PR #3977, opened 2021-09-26
[NTOS:SE] Check the privilege count if it's within the limit threshold when capturing

GeoB99:
In addition to that, the limit "magic" threshold value in `SeCaptureSidAndAttributesArray` must also be explicitly named with a define macro so that one understands what is it about.

### DIFF
--- a/ntoskrnl/se/priv.c
+++ b/ntoskrnl/se/priv.c
@@ -15,6 +15,8 @@
 
 /* GLOBALS ********************************************************************/
 
+#define SE_MAXIMUM_PRIVILEGE_LIMIT 0x3C
+
 #define CONST_LUID(x1, x2) {x1, x2}
 const LUID SeCreateTokenPrivilege = CONST_LUID(SE_CREATE_TOKEN_PRIVILEGE, 0);
 const LUID SeAssignPrimaryTokenPrivilege = CONST_LUID(SE_ASSIGNPRIMARYTOKEN_PRIVILEGE, 0);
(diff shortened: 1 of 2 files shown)


ntoskrnl/se/priv.c
```diff
@@ -15,6 +15,8 @@
 
 /* GLOBALS ********************************************************************/
 
+#define SE_MAXIMUM_PRIVILEGE_LIMIT_THRESHOLD 0x3C
```
HBelusca, line 18: If it's a "maximum" "limit", it's then already a threshold?

HBelusca (approved):
LGTM
(Side question: Do we have some sort of test for checking these values? In particular the max privilege limit value didn't appear originally in the SeCaptureLuidAndAttributesArray function)

GeoB99:
> (Side question: Do we have some sort of test for checking these values? In particular the max privilege limit value didn't appear originally in the SeCaptureLuidAndAttributesArray function)

No, we don't. And for the simple fact is that this API routine call is internal and only the kernel itself can use it, especially the security manager subsystem and nobody else. So I highly doubt it's feasible to write a kernel-mode test for that. 

I think an alternative is to write a "special" kind of test for a NT syscall like NtAdjustPrivilegesToken by cheating on the kernel on simulating an integer overflow when SeCaptureLuidAndAttributesArray actually captures the privileges and count array. Something to be done in the future I guess.

> In particular the max privilege limit value didn't appear originally

Simply because it wasn't implemented in ReactOS till now, as with many things that aren't implemented here but are in Windows. ¯\_(ツ)_/¯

**Your task:** Could you transcribe all of the data exactly as it is given?

**Answer box:**
PR #3977, opened 2021-09-26
[NTOS:SE] Check the privilege count if it's within the limit threshold when capturing

GeoB99:
In addition to that, the limit "magic" threshold value in `SeCaptureSidAndAttributesArray` must also be explicitly named with a define macro so that one understands what is it about.

### DIFF
--- a/ntoskrnl/se/priv.c
+++ b/ntoskrnl/se/priv.c
@@ -15,6 +15,8 @@
 
 /* GLOBALS ********************************************************************/
 
+#define SE_MAXIMUM_PRIVILEGE_LIMIT 0x3C
+
 #define CONST_LUID(x1, x2) {x1, x2}
 const LUID SeCreateTokenPrivilege = CONST_LUID(SE_CREATE_TOKEN_PRIVILEGE, 0);
 const LUID SeAssignPrimaryTokenPrivilege = CONST_LUID(SE_ASSIGNPRIMARYTOKEN_PRIVILEGE, 0);
(diff shortened: 1 of 2 files shown)


ntoskrnl/se/priv.c
```diff
@@ -15,6 +15,8 @@
 
 /* GLOBALS ********************************************************************/
 
+#define SE_MAXIMUM_PRIVILEGE_LIMIT_THRESHOLD 0x3C
```
HBelusca, line 18: If it's a "maximum" "limit", it's then already a threshold?

HBelusca (approved):
LGTM
(Side question: Do we have some sort of test for checking these values? In particular the max privilege limit value didn't appear originally in the SeCaptureLuidAndAttributesArray function)

GeoB99:
> (Side question: Do we have some sort of test for checking these values? In particular the max privilege limit value didn't appear originally in the SeCaptureLuidAndAttributesArray function)

No, we don't. And for the simple fact is that this API routine call is internal and only the kernel itself can use it, especially the security manager subsystem and nobody else. So I highly doubt it's feasible to write a kernel-mode test for that. 

I think an alternative is to write a "special" kind of test for a NT syscall like NtAdjustPrivilegesToken by cheating on the kernel on simulating an integer overflow when SeCaptureLuidAndAttributesArray actually captures the privileges and count array. Something to be done in the future I guess.

> In particular the max privilege limit value didn't appear originally

Simply because it wasn't implemented in ReactOS till now, as with many things that aren't implemented here but are in Windows. ¯\_(ツ)_/¯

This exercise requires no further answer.